How do you build a brain? What “rules” govern where neurons end up, how they connect to each other, and which functions they perform?
“Most of the information that you need to create this extraordinarily complex network of connected cells—the brain—is genetically encoded. The overall architecture is a readout of a genetic program,” said David Miller, Ph.D., professor of Cell and Developmental Biology. “If you really want to understand how to make a brain, you need to know the genetic program.”
Miller and his team at Vanderbilt are working with investigators at Yale University and Columbia University to define the genetic program—the gene expression—for the entire nervous system of the nematode worm C. elegans.
They believe that a complete map of gene expression for the worm will help address broad questions in neuroscience about how gene expression programs establish diverse sets of neurons—and how genetic differences contribute to neuronal function in healthy and disease conditions.
“Of course, worms are not people,” Miller said. But more than half of the genes in worms are conserved in people, he noted, and the cellular machinery of neurons is very highly conserved.
“We have to start with an experimentally tractable system. The worm is. We’re not.”
The project, CeNGEN (C. elegans Neuronal Gene Expression Map & Network), is being supported by a five-year, $6 million grant from the National Institute of Neurological Disorders and Stroke. Miller’s co-investigators are Marc Hammarlund, Ph.D., Oliver Hobert, Ph.D., and Nenad Sestan, MD, Ph.D.

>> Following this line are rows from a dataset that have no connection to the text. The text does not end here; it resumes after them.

PR #32, opened 2015-06-19
Arduboy core class (that other classes build upon)

joshgoebel:
This is a common pattern (seen in Gamebuino and other libs).  The problem is how to have very different "modes" (buffer, greyscale, tiled, etc.) but a single core lib.  Or even to answer the question of some people who want a terribly slim library vs those that want a LOT more functionality.  The core library can support both ways of thinking.  The answer is create a logical class hierarchy (not even a deep one).  I'd like to propose something like this:

(Print is included below to allow printing to screen, which comes from the Print.cpp Arduino core library)
- ArduboyCore (low-level hardware boot, button polling, power saving, safe mode, etc)
- Arduboy (ArduboyCore, Print, Buffered graphics) - same as today
- ArduboyText (ArduboyCore, Print, buffered text array)
- ArduboyTiled (ArduboyCore, support for array of tiles and buffered scrollable display rendered with tiles)

So pretty much just the core and then the classes MOST people would be using lay in on top of the core to provide the drawing modes, etc.  I'm not even saying all these classes need to be in core... it could be that ArduboyText and ArduboyTiled are developed as separate libraries and maintained in their own right.  Splitting the core hardware stuff into ArduboyCore allows people who want to build these libraries to still take advantage of the core lib, even if they're wanting to do something far different than a buffer backed display.  They still get the same boot up code, power saving, etc...

This encourages people to use the core lib (even if only for ArduboyCore) vs forking it into 5 different variants for different types of displays that do not want a buffer (or want a differently configured buffer).  

This pull request is the beginning of this effort.  It starts by creating ArduboyCore and moving all the hardware level stuff there.  Arduboy becomes a subclass of ArduboyCore and has almost exactly the same API as before.  I change `drawScreen` to `paintScreen` for clarify, but I could add a proxy `drawScreen` back to the `Arduboy` class if that would be helpful.

### DIFF
--- a/Arduboy.cpp
+++ b/Arduboy.cpp
@@ -1,6 +1,46 @@
 #include "Arduboy.h"
 #include "glcdfont.c"
 
+const uint8_t PROGMEM lcdBootProgram[] = {
+  0xAE,  // Display Off
+  0XD5,  // Set Display Clock Divisor v
+  0xF0,  //   0x80 is default
+  0xA8,  // Set Multiplex Ratio v
+  0x3F,
+  0xD3,  // Set Display Offset v
+  0x00,
+  0x40,  // Set Start Line (0)
+  0x8D,  // Charge Pump Setting v
+  0x14,  //   Enable
+  // running this next pair twice?
+  0x20,  // Set Memory Mode v
+  0x00,  //   Horizontal Addressing
+  0xA1,  // Set Segment Re-map (A0) | (b0001)
+  0xC8,  // Set COM Output Scan Direction
+  0xDA,  // Set COM Pins v
+  0x12,
+  0x81,  // Set Contrast v
+  0xCF,
+  0xD9,  // Set Precharge
+  0xF1,
+  0xDB,  // Set VCom Detect
+  0x40,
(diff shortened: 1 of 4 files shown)


joshgoebel:
This also makes it easy to say reuse things like Adafruit_GFX without having to completely re-invent the wheel (unless we really, really want to).  Unless we're going to hand tune ALL those functions, why not stand on the shoulders of those who have come before.  Of course I'd optimize drawPixel and drawBitmap as much as you could even if you subclasses GFX, but mostly you could leave all the other methods alone and then our core library is a lot slimmer than before.  

It would look like this:

```
class ArduboyGFX: public Adafruit_GFX
{
void drawPixel(int16_t x, int16_t y, uint16_t color);

private:
unsigned char screenBuffer[(HEIGHT*WIDTH)/8];
}
```

Just implement drawPixel (that talks to screenBuffer) and then you're using Arduboy with the Adafruit_GFX library.  If they add a really cool graphics function, you get it for free - we don't have to worry about porting it over to Arduboy lib.

joshgoebel:
Ping.

PR #40, opened 2015-11-02
Fixed an issue where the ArduBreakout.ino example

tzikis:
There was an unprintable characted in 3 lines, which broke compilation (at least on Unix systems)

### DIFF
--- a/examples/ArduBreakout/ArduBreakout.ino
+++ b/examples/ArduBreakout/ArduBreakout.ino
@@ -367,7 +367,7 @@ boolean pollFireButton(int n)
   for(int i = 0; i < n; i++)
   {
     delay(15);
-    pad = arduboy.pressed(A_BUTTON) || arduboy.pressed(B_BUTTON);
+    pad = arduboy.pressed(A_BUTTON) || arduboy.pressed(B_BUTTON);
     if(pad == 1 && oldpad == 0)
     {
       oldpad3 = 1; //Forces pad loop 3 to run once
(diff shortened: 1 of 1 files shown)


shogerr:
Thanks, I'm thinking someone put a carriage return \r or something in there because it's sort of a long line.

shogerr:
Don't be davidperrnoud. We really need an automated build system in for both windows and linux that does a build status.

tzikis:
sorry guys, looks like i forgot to fix one of the errors, i think there's still one on line 311 (same place as in the other lines)

@rogosher well once the library is up on codebender, we take care of all that, that's actually how we found out about this issue :)

shogerr:
The main repository still needs a method to check PRs from users. Not sure what the solution is there, probably travis-ci or something. One of these days.

tzikis:
time for my shameless plug here :) we (codebender) doesn't have anything like that, but what you said yesterday actually got me thinking of building such a service exactly, and how we can leverage our existing infrastructure to build something like that

if you pay for that, we'll build it :)

also, please do fix the issue on line 311, i don't think it's big enough for me to make a separate PR :)

shogerr:
Removed the offending character. I am hoping checking in the unix like environment will be as simple as an automated makefile being ran. That's my hope anyway, or something like that. Not sure about windows atm.

tzikis:
great! now the problem should be solved!

well, the problem is a bit more complex, especially since the arduino ide doesn't make it too easy to call it in a makefile, and then there are things like different board configs (not applicable to arduboy but still valid), and potential dependencies with libraries (and most usually, specific versions of libraries)

then there is the issue of different arduino ide version. not all people convert to the latest as soon as it comes up. most people are still using 1.0.x, and I remember the Sprinter firmware was compatible with the horrible Arduino 0.22 for 2 years after 1.0.0 was released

C. elegans worms have long been darlings of biomedical research. Developmental biologists have characterized each cell division from the egg to the adult organism. They know how many neurons there are (302), where they are, and how each one is connected—the nervous system’s “wiring diagram.” And they can genetically manipulate the worm to study gene function.
“We have all this descriptive information about structure and wiring, and we have a lot of functional information,” Miller said. “What we don’t have, yet, is a gene expression map—which genes are turned on in each neuron to make it unique and different from another.”
To build an atlas of worm neuron gene expression, the CeNGEN project is using methods developed by Miller’s group to isolate thousands of neurons of each type with fluorescence-activated cell sorting in the Flow Cytometry Shared Resource.
The Miller group, which includes Rebecca McWhirter, Abby Poff and Seth Taylor, Ph.D., is taking advantage of many available worm strains genetically engineered by other investigators to express certain fluorescent markers. By cross-breeding various strains, researchers at Columbia will be able to uniquely label each of the 118 different classes of worm neurons for isolation in the Miller lab. Colleagues at Yale are then sequencing the RNA for each class of neuron. The gene expression data will be released to the scientific community as they are produced.
The investigators are also using new powerful “single cell” sequencing methods to obtain the RNA profile of individual neurons. This single-cell approach could reveal that the worm contains even more than the current tally of 118 different neuron types.
“This is going to be a rich resource of high-resolution information about the worm nervous system that can be used to develop testable hypotheses,” Miller said.
“We still have so many basic questions about our brains, and one of the biggest and most complicated questions is: How does a genetic program instruct neurons to make connections with some partners and not others? I think a simple model is the best place to start asking this question.”